→ YOUR TASK: Search the entries for the word "Python". Copy each line in which it is found.

→ SOURCE RECORDS:
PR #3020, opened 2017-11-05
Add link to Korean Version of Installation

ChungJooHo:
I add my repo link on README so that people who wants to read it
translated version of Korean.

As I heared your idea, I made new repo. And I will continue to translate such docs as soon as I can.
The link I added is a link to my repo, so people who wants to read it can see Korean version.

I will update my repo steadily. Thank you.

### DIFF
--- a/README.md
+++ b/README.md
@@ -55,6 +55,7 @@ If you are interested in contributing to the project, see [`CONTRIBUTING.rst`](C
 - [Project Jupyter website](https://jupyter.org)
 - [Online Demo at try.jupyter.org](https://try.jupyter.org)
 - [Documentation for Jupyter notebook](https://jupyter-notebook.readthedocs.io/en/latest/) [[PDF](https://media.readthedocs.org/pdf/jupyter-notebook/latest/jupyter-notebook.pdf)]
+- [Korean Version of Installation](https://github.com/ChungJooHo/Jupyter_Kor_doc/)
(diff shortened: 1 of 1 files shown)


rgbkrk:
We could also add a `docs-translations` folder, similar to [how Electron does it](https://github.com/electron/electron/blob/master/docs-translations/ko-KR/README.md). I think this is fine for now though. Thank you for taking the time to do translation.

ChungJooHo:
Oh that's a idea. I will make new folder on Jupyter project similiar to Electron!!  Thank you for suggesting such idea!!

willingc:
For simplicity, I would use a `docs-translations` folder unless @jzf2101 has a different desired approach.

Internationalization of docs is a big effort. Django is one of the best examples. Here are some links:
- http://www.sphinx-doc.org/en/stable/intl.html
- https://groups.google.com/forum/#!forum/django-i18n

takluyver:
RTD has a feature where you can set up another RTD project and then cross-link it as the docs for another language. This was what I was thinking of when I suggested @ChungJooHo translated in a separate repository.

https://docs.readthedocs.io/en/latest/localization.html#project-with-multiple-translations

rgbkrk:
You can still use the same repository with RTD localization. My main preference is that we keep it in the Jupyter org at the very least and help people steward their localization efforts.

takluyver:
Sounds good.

--

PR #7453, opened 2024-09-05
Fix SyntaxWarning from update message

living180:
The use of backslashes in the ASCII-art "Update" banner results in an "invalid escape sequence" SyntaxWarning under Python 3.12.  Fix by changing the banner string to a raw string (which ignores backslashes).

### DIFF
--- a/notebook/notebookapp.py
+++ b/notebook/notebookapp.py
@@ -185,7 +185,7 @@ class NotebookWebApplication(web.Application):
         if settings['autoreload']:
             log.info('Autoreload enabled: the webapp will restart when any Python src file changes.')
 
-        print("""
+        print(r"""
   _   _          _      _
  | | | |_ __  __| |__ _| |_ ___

→ EXERCISE RESPONSE:
The use of backslashes in the ASCII-art "Update" banner results in an "invalid escape sequence" SyntaxWarning under Python 3.12.  Fix by changing the banner string to a raw string (which ignores backslashes).
             log.info('Autoreload enabled: the webapp will restart when any Python src file changes.')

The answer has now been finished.